Task item: Transcribe every entry exactly, with nothing added or left out.

The data:
PR #6166, opened 2024-08-02
feat(android): add setDisabledResources FFI

conectado:
Builds on top of  #6164

Part of the effor towards https://github.com/firezone/firezone/issues/6074

Prepares connlib to call `setDisableResource` from android.

Furthermore, we add a `can_toggle` parameter for resources which default to false for now, in the future the portal will set it for the internet resource, and further in the future it may be used for other resources.

The `can_toggle` parameter only affect UI.

### DIFF
--- a/rust/connlib/clients/shared/src/lib.rs
+++ b/rust/connlib/clients/shared/src/lib.rs
@@ -1,13 +1,13 @@
 //! Main connlib library for clients.
 pub use crate::serde_routelist::{V4RouteList, V6RouteList};
 pub use connlib_shared::messages::client::ResourceDescription;
-use connlib_shared::messages::ResourceId;
 pub use connlib_shared::{
     callbacks, keypair, Callbacks, Error, LoginUrl, LoginUrlError, StaticSecret,
 };
 pub use eventloop::Eventloop;
 pub use tracing_appender::non_blocking::WorkerGuard;
 
+use connlib_shared::messages::ResourceId;
 use eventloop::Command;
 use firezone_tunnel::ClientTunnel;
 use messages::{IngressMessages, ReplyMessages};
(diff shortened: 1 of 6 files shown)


rust/connlib/shared/src/callbacks.rs
```diff
@@ -88,6 +88,7 @@ pub struct ResourceDescriptionDns {
     pub sites: Vec<Site>,
 
     pub status: Status,
+    pub disableable: bool,
```
ReactorScram: nit: `can_be_disabled` may be easier to read than `disableable` or `disablable`

rust/connlib/clients/shared/src/lib.rs
```diff
@@ -1,6 +1,7 @@
 //! Main connlib library for clients.
 pub use crate::serde_routelist::{V4RouteList, V6RouteList};
 pub use connlib_shared::messages::client::ResourceDescription;
+use connlib_shared::messages::ResourceId;
```
thomaseizinger: Move this to the non-pub uses please.

rust/connlib/shared/src/messages/client.rs
```diff
@@ -85,6 +87,7 @@ impl ResourceDescriptionInternet {
         crate::callbacks::ResourceDescriptionInternet {
             id: self.id,
             sites: self.sites,
+            disableable: false,
```
thomaseizinger:
```suggestion
            disableable: true,
```

rust/connlib/shared/src/callbacks.rs
thomaseizinger: Other alternatives:

- `can_toggle`
- `can_bypass`
- `deactivatable`
- `disconnectable` (as in, we allow the user to "disconnect" a resource)

thomaseizinger (approved):

rust/connlib/shared/src/messages/client.rs
conectado: I think it's better if we set it as `false` here until we add it into the portal's API?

Exercise response:
PR #6166, opened 2024-08-02
feat(android): add setDisabledResources FFI

conectado:
Builds on top of  #6164

Part of the effor towards https://github.com/firezone/firezone/issues/6074

Prepares connlib to call `setDisableResource` from android.

Furthermore, we add a `can_toggle` parameter for resources which default to false for now, in the future the portal will set it for the internet resource, and further in the future it may be used for other resources.

The `can_toggle` parameter only affect UI.

### DIFF
--- a/rust/connlib/clients/shared/src/lib.rs
+++ b/rust/connlib/clients/shared/src/lib.rs
@@ -1,13 +1,13 @@
 //! Main connlib library for clients.
 pub use crate::serde_routelist::{V4RouteList, V6RouteList};
 pub use connlib_shared::messages::client::ResourceDescription;
-use connlib_shared::messages::ResourceId;
 pub use connlib_shared::{
     callbacks, keypair, Callbacks, Error, LoginUrl, LoginUrlError, StaticSecret,
 };
 pub use eventloop::Eventloop;
 pub use tracing_appender::non_blocking::WorkerGuard;
 
+use connlib_shared::messages::ResourceId;
 use eventloop::Command;
 use firezone_tunnel::ClientTunnel;
 use messages::{IngressMessages, ReplyMessages};
(diff shortened: 1 of 6 files shown)


rust/connlib/shared/src/callbacks.rs
```diff
@@ -88,6 +88,7 @@ pub struct ResourceDescriptionDns {
     pub sites: Vec<Site>,
 
     pub status: Status,
+    pub disableable: bool,
```
ReactorScram: nit: `can_be_disabled` may be easier to read than `disableable` or `disablable`

rust/connlib/clients/shared/src/lib.rs
```diff
@@ -1,6 +1,7 @@
 //! Main connlib library for clients.
 pub use crate::serde_routelist::{V4RouteList, V6RouteList};
 pub use connlib_shared::messages::client::ResourceDescription;
+use connlib_shared::messages::ResourceId;
```
thomaseizinger: Move this to the non-pub uses please.

rust/connlib/shared/src/messages/client.rs
```diff
@@ -85,6 +87,7 @@ impl ResourceDescriptionInternet {
         crate::callbacks::ResourceDescriptionInternet {
             id: self.id,
             sites: self.sites,
+            disableable: false,
```
thomaseizinger:
```suggestion
            disableable: true,
```

rust/connlib/shared/src/callbacks.rs
thomaseizinger: Other alternatives:

- `can_toggle`
- `can_bypass`
- `deactivatable`
- `disconnectable` (as in, we allow the user to "disconnect" a resource)

thomaseizinger (approved):

rust/connlib/shared/src/messages/client.rs
conectado: I think it's better if we set it as `false` here until we add it into the portal's API?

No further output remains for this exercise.